Li Li is a well-known angel investor in the Chinese market and a founding partner of Next Capital. Li li has more than 8 years of experience in the venture capital industry and has led over 50 Startups in lexin (nasdaq: LX), tuanche (nasdaq: TC), tiger securities (nasdaq: TIGR) and other Startups in the us. Before joining the investment industry, Li Li had 10 years of experience as an editor of business reporting media, including an exclusive interview with amazon founder bezos in the United States. Li li's 2009 book, light company, was a best-seller for business books on amazon.com China.
Our team hosted an interview with Ms. Li, which was aimed to collect opinions relating to the potential consumptions of our product. According to her, compared with the existing plant disease bio-control schemes in the market, the cost of our products has increased despite being more environmentally friendly, which could beneficial in one aspect, but will require economic sacrifice. She looked forward to our team to promote and implement this the cell-free system detection and treatment tool-kit as soon as possible, and thus to benefit from reduced costs at a large-scale production.

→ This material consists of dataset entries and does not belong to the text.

PR #825, opened 2020-05-04
Additional corr_fits speed-ups and enhancements

### LINKED ISSUE #830: mwa_corr_fits does not support metadata only reads
Using `/usr/bin/time -v` I've found that attempting a metadata-only read for 10G worth of MWA corr fits files takes about 50G of RAM. This seems unnecessary. It also appears that `UVData.read_mwa_corr_fits` does not have a `read_data` keyword, which may be the culprit i.e. the metadata-only functionality is not there to begin with.

mkolopanis:
A few more tweaks to corr fits and `uvdata.check`
adds metadata only reads to mwa_corr_fits
enables check related keyword features in read_mwa_corr_fits
closes #830 

## Description

unloaded some more corr_fits functions to the cython code.

## Motivation and Context

Does some explicit typing in cython (which is good) and a speed up of cable length correction which will be important if a file has many Nblts.

## Types of changes

- [ ] Version change

## Checklist:

- [x] I have updated the CHANELOG

### DIFF
--- a/CHANGELOG.md
+++ b/CHANGELOG.md
@@ -7,11 +7,13 @@ All notable changes to this project will be documented in this file.
 - `propagate_flags` keyword for `UVData.frequency_average` which flags averaged samples if any contributing samples were flagged
 
 ### Changed
+- Updated formatting and added more explicit typing in corr_fits.pyx
+- Updated Nants calculations for speed up.
 - updated HERA telescope location to match the HERA defined center of array.
 - `utils.uvcalibrate` now incorporates many more consistency checks between the uvcal and uvdata object. The new keywords `time_check` and `ant_check` were added to control some of these checks.
 
-### Deprecated
 - `utils.uvcalibrate` will error rather than warn if some of the newly added checks do not pass, including if antenna names do not match between the objects, starting in version 2.2. In addition, the `flag_missing` keyword is deprecated and will be removed in version 2.2.
+### Deprecated
 
 ## [2.0.2] - 2020-4-29
 
--- a/CHANGELOG.md
+++ b/CHANGELOG.md
@@ -4,6 +4,7 @@ All notable changes to this project will be documented in this file.
 ## [Unreleased]
 
 ### Added
+- `read_data` keyword to read_mwa_corr_fits, allows from metadata only reads of MWA correlator fits files.
 - `propagate_flags` keyword for `UVData.frequency_average` which flags averaged samples if any contributing samples were flagged
 
 ### Changed
@@ -12,9 +13,8 @@ All notable changes to this project will be documented in this file.
 - updated HERA telescope location to match the HERA defined center of array.
 - `utils.uvcalibrate` now incorporates many more consistency checks between the uvcal and uvdata object. The new keywords `time_check` and `ant_check` were added to control some of these checks.
 
-- `utils.uvcalibrate` will error rather than warn if some of the newly added checks do not pass, including if antenna names do not match between the objects, starting in version 2.2. In addition, the `flag_missing` keyword is deprecated and will be removed in version 2.2.
 ### Deprecated
-
+- `utils.uvcalibrate` will error rather than warn if some of the newly added checks do not pass, including if antenna names do not match between the objects, starting in version 2.2. In addition, the `flag_missing` keyword is deprecated and will be removed in version 2.2.
 ## [2.0.2] - 2020-4-29
 
 ### Added
--- a/docs/tutorial.rst
+++ b/docs/tutorial.rst
@@ -954,13 +954,13 @@ miriad, and MWA correlator fits files.
 
 a) Reading the metadata of a uvfits, uvh5, miriad, or mwa corr fits file
 ********************************************************
-For uvh5, uvfits, miriad, and MWA correlator fits files, reading in the metadata results in a metadata only
+For uvh5, uvfits, and MWA correlator fits files, reading in the metadata results in a metadata only
 UVData object (which has every attribute except the data_array,
 flag_array and nsample_array filled out). For Miriad files, less of the
 metadata can be read without reading the data, but many of the attributes
 are available.
 
-FHD, and measurement set (ms) files do not support
+FHD and measurement set (ms) files do not support
 reading only the metadata
 (the read_data keyword is ignored for these file types).
 ::
--- a/docs/tutorial.rst
+++ b/docs/tutorial.rst
@@ -949,18 +949,18 @@ and ``diff_vis`` methods.
 
 UVData: Working with large files
 --------------------------------
-To save on memory and time, pyuvdata supports reading only parts of uvfits, uvh5 and
-miriad files.
+To save on memory and time, pyuvdata supports reading only parts of uvfits, uvh5,
+miriad, and MWA correlator fits files.
 
-a) Reading the metadata of a uvfits, uvh5 or miriad file
+a) Reading the metadata of a uvfits, uvh5, miriad, or mwa corr fits file
 ********************************************************
-For uvh5 and uvfits files, reading in the metadata results in a metadata only
+For uvh5, uvfits, miriad, and MWA correlator fits files, reading in the metadata results in a metadata only
 UVData object (which has every attribute except the data_array,
 flag_array and nsample_array filled out). For Miriad files, less of the
 metadata can be read without reading the data, but many of the attributes
 are available.
 
-FHD, MWA correlator FITS files, and measurement set (ms) files do not support
+FHD, and measurement set (ms) files do not support
 reading only the metadata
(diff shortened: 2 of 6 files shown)


pyuvdata/uvdata/uvdata.py
```diff
@@ -897,7 +892,11 @@ def check(
             )
         if np.any(
             np.isclose(
-                np.linalg.norm(self.uvw_array[~autos], axis=1),
+                np.sqrt(
+                    self.uvw_array[~autos, 0] ** 2
+                    + self.uvw_array[~autos, 1] ** 2
+                    + self.uvw_array[~autos, 2] ** 2
+                ),
```
mkolopanis, line 899: Turns out doing this square and square root is faster than `numpy.linalg.norm` but I can change it back if that is desired, or more readable.

mkolopanis:
Have a changelog update ready, just saving it in case more changes are made.

PyxieLouStar (commented):
looks good!

pyuvdata/uvdata/mwa_corr_fits.py
```diff
@@ -616,9 +602,10 @@ def read_mwa_corr_fits(
             corr_ants_to_pfb_inputs, pfb_inputs_to_outputs, map_inds, conj,
         )
         # reorder data
-        self.data_array = self.data_array[:, :, map_inds]
-        self.nsample_array = self.nsample_array[:, :, map_inds]
-        self.flag_array = self.flag_array[:, :, map_inds]
+        self.data_array = np.take(self.data_array, map_inds, axis=2)
+        self.nsample_array = np.take(self.nsample_array, map_inds, axis=2)
+        self.flag_array = np.take(self.flag_array, map_inds, axis=2)
+        # self.flag_array = self.flag_array[:, :, map_inds]
```
bhazelton, line 608: should this line be removed?

bhazelton (commented):
Looks good, but I haven't perused the cython code at all.

pyuvdata/uvdata/mwa_corr_fits.py
mkolopanis: ah yeah probably should be.

pyuvdata/uvdata/mwa_corr_fits.py
```diff
@@ -457,12 +446,13 @@ def read_mwa_corr_fits(
         self.antenna_positions = antenna_positions_ecef - self.telescope_location
 
         # make initial antenna arrays, where ant_1 <= ant_2
-        ant_1_array = []
-        ant_2_array = []
-        for i in range(self.Nants_telescope):
-            for j in range(i, self.Nants_telescope):
-                ant_1_array.append(i)
-                ant_2_array.append(j)
+        ant_1_array, ant_2_array = np.transpose(
```
plaplant, line 449: Very clever! Can you just add a quick comment explaining that this is faster than the naive approach? (Similar to what you have in the `Nants_data` calculation is fine.)

pyuvdata/uvdata/corr_fits_src/corr_fits.pyx
```diff
@@ -24,64 +26,94 @@ def input_output_mapping():
...
+              2 * out_ant1 * (out_ant1 + 1)
+              + 4 * out_ant2
+              + 2 * out_p1
+              + out_p2
+            )
+            map_inds[bls_ind * 4 + pol_ind] = data_index
+
   return map_inds, conj
+
+cpdef numpy.ndarray get_cable_len_diffs(
```
plaplant, line 95: Do you have to define the precision of the `ndarray` you're going to return? Or is it implicitly done as part of its definition inside the function?

plaplant (commented):
Looks great @mkolopanis! I just had a couple of small things.

pyuvdata/uvdata/corr_fits_src/corr_fits.pyx
mkolopanis: So initially I could have sworn cython yelled at me when the precision was defined here, but now it is not. By default all returns are expected to be a "python object", so there is no harm in not defining the type or precision. But the less type coercion cython has to do the better it is usually. 

I'll add the dtype here because I personally like it. Even if it makes the code a little harder to read it must make the cython/C's time a little easier. But also going to throw this out there: it only save 4 microseconds.

plaplant (dismissed):
Looks good! I'll hold off on merging right now in case there are other changes we want to include or if other reviewers want to weigh in, but I think this is good to go.

pyuvdata/uvdata/tests/test_mwa_corr_fits.py
```diff
@@ -549,3 +549,31 @@ def test_flag_init_errors(flag_file_init, err_type, read_kwargs, err_msg):
...
         uv.read(flag_file_init, **read_kwargs)
     assert str(cm.value).startswith(err_msg)
+
+
+def test_read_metadata_only(tmp_path):
+    """
+    MWA correlator fits to uvfits loopback test.
+
+    Read in MWA correlator files, write out as uvfits, read back in and check
+    for object equality.
```
bhazelton, line 559: This docstring doesn't seem to match the logic below.

mkolopanis: ah yes thank you, copy/pasta errors.

mkolopanis:
Not sure what the deal with the QM tests are. Lots of pyqt5 runtime errors. Not sure how code changes here could not have caused them.

CHANGELOG.md
```diff
@@ -7,10 +7,12 @@ All notable changes to this project will be documented in this file.
 - `propagate_flags` keyword for `UVData.frequency_average` which flags averaged samples if any contributing samples were flagged
 
 ### Changed
+- Updated formatting and added more explicit typing in corr_fits.pyx
+- Updated Nants calculations for speed up.
 - `utils.uvcalibrate` now incorporates many more consistency checks between the uvcal and uvdata object. The new keywords `time_check` and `ant_check` were added to control some of these checks.
 
-### Deprecated
 - `utils.uvcalibrate` will error rather than warn if some of the newly added checks do not pass, including if antenna names do not match between the objects, starting in version 2.2. In addition, the `flag_missing` keyword is deprecated and will be removed in version 2.2.
+### Deprecated
```
bhazelton, line 15: did you mean to change this? I think the uvcalibrate line should be under Deprecated

bhazelton: Also, I think the new metadata only read for MWACorrFITS should be listed in the changelog and maybe added to the tutorial.

bhazelton (commented):
Looks good, just a couple of comments about the changelog.

CHANGELOG.md
mkolopanis: Hmm this is probably a re-base issue. Thanks for catching it. I'll add the section about metadata only reads and look at the tutorial to try to add that in too.

mkolopanis: Looks like in the tutorial, there is a list of files which are compatible with metadata only, and a single example of how. I'll update the wordage to reflect that mwa corr fits is under the supported set now.

docs/tutorial.rst
```diff
@@ -949,18 +949,18 @@ and ``diff_vis`` methods.
...
-To save on memory and time, pyuvdata supports reading only parts of uvfits, uvh5 and
-miriad files.
+To save on memory and time, pyuvdata supports reading only parts of uvfits, uvh5,
+miriad, and MWA correlator fits files.
 
-a) Reading the metadata of a uvfits, uvh5 or miriad file
+a) Reading the metadata of a uvfits, uvh5, miriad, or mwa corr fits file
 ********************************************************
-For uvh5 and uvfits files, reading in the metadata results in a metadata only
+For uvh5, uvfits, miriad, and MWA correlator fits files, reading in the metadata results in a metadata only
```
bhazelton, line 957: I'm don't think Miriad should be listed here because a miriad metadata only read doesn't result in a metadata only object that passes checks -- it's missing many required attributes even for a metadata only object. The details around Miriad are in the next sentence.

docs/tutorial.rst
```diff
@@ -949,18 +949,18 @@ and ``diff_vis`` methods.
...
 UVData object (which has every attribute except the data_array,
 flag_array and nsample_array filled out). For Miriad files, less of the
 metadata can be read without reading the data, but many of the attributes
 are available.
 
-FHD, MWA correlator FITS files, and measurement set (ms) files do not support
+FHD, and measurement set (ms) files do not support
```
bhazelton, line 963: take out the comma after FHD

bhazelton:
And I'm afraid this requires another rebase, sorry!!

bhazelton (approved):
Looks great. Thank you!!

Taking other external factors such as cost into consideration after interviews with several investors, the design of our product was updated into the third generation. Two prototypes of test papers are made and when in use, simply apply the sample with water onto the test paper, the cell-free system will revive and start to function as it was designed. The test papers are economically efficient, each would cost less than 3$ to produce, by using certain plasmids, the paper-based system is allowed to produce Antimicrobial Peptides (AMP) or AiiA protein outside the lab, which conserves the transportation and storage costs.